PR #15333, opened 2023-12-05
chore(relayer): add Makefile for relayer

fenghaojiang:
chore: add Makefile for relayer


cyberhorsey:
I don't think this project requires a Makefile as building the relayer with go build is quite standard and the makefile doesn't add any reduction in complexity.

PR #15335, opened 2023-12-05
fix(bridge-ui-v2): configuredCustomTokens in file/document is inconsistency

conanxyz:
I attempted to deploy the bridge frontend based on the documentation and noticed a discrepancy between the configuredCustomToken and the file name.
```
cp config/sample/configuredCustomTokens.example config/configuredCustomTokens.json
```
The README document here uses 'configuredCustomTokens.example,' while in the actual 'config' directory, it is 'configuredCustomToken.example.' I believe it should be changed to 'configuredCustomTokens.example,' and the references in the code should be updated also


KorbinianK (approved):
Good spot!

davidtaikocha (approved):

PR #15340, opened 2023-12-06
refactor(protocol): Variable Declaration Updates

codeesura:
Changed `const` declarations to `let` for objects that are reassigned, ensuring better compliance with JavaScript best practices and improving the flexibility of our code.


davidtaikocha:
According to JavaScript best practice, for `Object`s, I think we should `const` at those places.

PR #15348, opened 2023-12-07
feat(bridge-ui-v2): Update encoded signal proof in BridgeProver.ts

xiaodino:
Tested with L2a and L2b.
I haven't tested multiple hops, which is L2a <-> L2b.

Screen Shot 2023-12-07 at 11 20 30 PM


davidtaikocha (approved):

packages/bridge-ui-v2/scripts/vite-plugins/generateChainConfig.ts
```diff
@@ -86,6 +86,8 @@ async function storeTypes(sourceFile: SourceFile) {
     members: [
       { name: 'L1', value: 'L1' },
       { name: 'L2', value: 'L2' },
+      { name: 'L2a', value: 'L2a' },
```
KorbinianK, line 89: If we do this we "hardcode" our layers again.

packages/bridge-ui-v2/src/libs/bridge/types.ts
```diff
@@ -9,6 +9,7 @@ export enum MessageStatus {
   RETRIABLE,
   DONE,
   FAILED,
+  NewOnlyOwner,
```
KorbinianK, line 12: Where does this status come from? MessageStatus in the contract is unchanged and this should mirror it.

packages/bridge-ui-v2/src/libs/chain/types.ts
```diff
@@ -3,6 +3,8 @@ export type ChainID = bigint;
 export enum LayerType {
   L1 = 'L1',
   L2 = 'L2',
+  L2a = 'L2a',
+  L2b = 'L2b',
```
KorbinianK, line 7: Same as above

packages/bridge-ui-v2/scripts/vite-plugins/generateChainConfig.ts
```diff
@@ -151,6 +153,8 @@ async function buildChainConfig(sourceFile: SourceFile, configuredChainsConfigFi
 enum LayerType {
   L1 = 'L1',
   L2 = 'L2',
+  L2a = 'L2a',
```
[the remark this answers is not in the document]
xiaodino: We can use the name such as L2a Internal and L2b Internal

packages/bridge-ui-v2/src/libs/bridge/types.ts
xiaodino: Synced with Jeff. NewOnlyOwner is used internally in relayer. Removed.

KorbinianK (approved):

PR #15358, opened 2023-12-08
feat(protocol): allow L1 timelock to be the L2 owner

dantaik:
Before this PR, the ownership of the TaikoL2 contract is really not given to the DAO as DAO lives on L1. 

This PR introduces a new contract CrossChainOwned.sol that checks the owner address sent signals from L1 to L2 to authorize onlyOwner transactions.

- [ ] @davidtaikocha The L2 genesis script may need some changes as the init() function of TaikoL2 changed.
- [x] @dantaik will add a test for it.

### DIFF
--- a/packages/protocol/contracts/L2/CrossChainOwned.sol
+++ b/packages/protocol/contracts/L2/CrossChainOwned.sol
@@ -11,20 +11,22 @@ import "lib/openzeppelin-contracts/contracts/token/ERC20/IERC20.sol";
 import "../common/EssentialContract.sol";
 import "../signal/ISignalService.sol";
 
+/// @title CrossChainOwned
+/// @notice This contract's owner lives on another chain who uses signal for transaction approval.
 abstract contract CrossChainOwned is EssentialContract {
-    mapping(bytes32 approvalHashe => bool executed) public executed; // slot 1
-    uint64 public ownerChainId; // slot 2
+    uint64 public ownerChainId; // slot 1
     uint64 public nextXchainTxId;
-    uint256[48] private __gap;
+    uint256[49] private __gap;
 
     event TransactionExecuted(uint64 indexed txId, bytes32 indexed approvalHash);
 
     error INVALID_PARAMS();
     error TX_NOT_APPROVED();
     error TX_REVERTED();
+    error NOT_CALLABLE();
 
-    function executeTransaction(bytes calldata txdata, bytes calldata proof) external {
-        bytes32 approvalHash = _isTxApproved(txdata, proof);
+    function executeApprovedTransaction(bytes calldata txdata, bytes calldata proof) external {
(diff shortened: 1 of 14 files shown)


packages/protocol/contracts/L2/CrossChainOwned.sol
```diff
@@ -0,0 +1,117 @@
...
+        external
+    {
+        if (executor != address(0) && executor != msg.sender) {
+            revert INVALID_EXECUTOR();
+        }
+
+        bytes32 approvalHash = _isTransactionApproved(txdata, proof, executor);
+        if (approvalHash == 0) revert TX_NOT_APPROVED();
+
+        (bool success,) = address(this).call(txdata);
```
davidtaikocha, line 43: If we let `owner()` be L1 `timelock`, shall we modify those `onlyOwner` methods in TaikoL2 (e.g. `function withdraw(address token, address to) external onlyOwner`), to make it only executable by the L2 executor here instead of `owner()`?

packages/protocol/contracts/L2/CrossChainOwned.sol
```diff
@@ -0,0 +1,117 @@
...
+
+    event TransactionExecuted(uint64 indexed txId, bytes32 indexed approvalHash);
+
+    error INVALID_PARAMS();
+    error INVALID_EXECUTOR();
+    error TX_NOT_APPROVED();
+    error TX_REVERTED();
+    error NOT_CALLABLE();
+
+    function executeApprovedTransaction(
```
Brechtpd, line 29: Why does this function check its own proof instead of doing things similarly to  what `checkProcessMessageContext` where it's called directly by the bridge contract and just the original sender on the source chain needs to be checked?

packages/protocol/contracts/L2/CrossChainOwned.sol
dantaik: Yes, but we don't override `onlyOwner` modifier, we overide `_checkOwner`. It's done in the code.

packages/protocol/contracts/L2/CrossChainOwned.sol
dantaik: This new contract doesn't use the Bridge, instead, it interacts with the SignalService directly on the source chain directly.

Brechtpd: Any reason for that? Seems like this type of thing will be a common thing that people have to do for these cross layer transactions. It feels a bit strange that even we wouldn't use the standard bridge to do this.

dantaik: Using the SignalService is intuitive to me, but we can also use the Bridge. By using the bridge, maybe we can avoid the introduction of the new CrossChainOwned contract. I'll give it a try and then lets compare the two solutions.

* [PROBLEM REQUIREMENTS]: Within the material above, output exactly the lines from the one with "KorbinianK, line 12: Where" through the one with "This PR introduces", end lines included, and nothing besides.

* [ANSWER TO THE EXERCISE]:
KorbinianK, line 12: Where does this status come from? MessageStatus in the contract is unchanged and this should mirror it.

packages/bridge-ui-v2/src/libs/chain/types.ts
```diff
@@ -3,6 +3,8 @@ export type ChainID = bigint;
 export enum LayerType {
   L1 = 'L1',
   L2 = 'L2',
+  L2a = 'L2a',
+  L2b = 'L2b',
```
KorbinianK, line 7: Same as above

packages/bridge-ui-v2/scripts/vite-plugins/generateChainConfig.ts
```diff
@@ -151,6 +153,8 @@ async function buildChainConfig(sourceFile: SourceFile, configuredChainsConfigFi
 enum LayerType {
   L1 = 'L1',
   L2 = 'L2',
+  L2a = 'L2a',
```
[the remark this answers is not in the document]
xiaodino: We can use the name such as L2a Internal and L2b Internal

packages/bridge-ui-v2/src/libs/bridge/types.ts
xiaodino: Synced with Jeff. NewOnlyOwner is used internally in relayer. Removed.

KorbinianK (approved):

PR #15358, opened 2023-12-08
feat(protocol): allow L1 timelock to be the L2 owner

dantaik:
Before this PR, the ownership of the TaikoL2 contract is really not given to the DAO as DAO lives on L1. 

This PR introduces a new contract CrossChainOwned.sol that checks the owner address sent signals from L1 to L2 to authorize onlyOwner transactions.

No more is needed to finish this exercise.